What you will do =>
Your response should contain every line from the data below that holds the string "croco".

++++ Material provided ++++

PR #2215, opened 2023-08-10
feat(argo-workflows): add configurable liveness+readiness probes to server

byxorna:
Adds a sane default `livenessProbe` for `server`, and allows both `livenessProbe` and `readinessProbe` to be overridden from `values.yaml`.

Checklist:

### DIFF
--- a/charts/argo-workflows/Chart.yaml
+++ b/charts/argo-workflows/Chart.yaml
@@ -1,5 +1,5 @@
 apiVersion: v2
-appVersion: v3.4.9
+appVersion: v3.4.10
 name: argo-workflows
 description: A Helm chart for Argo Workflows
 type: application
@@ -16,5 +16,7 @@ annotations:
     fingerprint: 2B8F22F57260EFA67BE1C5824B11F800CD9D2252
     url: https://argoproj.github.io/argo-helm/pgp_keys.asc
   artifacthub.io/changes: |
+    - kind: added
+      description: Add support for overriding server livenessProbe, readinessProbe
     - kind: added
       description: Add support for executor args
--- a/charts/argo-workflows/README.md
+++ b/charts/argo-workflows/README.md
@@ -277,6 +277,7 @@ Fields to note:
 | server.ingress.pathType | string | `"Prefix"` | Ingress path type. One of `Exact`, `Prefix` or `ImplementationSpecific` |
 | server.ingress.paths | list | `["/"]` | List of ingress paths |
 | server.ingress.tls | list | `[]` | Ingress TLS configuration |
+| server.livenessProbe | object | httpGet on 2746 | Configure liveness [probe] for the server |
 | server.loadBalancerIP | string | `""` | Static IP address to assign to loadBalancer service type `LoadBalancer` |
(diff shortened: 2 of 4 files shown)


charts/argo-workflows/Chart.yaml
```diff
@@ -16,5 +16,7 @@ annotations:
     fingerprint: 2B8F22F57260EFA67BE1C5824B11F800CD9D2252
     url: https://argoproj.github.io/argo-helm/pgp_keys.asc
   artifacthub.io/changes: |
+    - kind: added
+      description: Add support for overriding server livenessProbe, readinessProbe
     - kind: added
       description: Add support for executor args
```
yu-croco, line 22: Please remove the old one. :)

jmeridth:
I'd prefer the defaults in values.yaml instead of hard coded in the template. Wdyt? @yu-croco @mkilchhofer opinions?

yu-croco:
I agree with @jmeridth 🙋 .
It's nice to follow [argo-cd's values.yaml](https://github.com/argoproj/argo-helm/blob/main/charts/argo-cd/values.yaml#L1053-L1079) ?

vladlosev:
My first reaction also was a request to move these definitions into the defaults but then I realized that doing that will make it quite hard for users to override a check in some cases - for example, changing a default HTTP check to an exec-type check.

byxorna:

++++

Result of the exercise =>
yu-croco, line 22: Please remove the old one. :)
I'd prefer the defaults in values.yaml instead of hard coded in the template. Wdyt? @yu-croco @mkilchhofer opinions?
yu-croco:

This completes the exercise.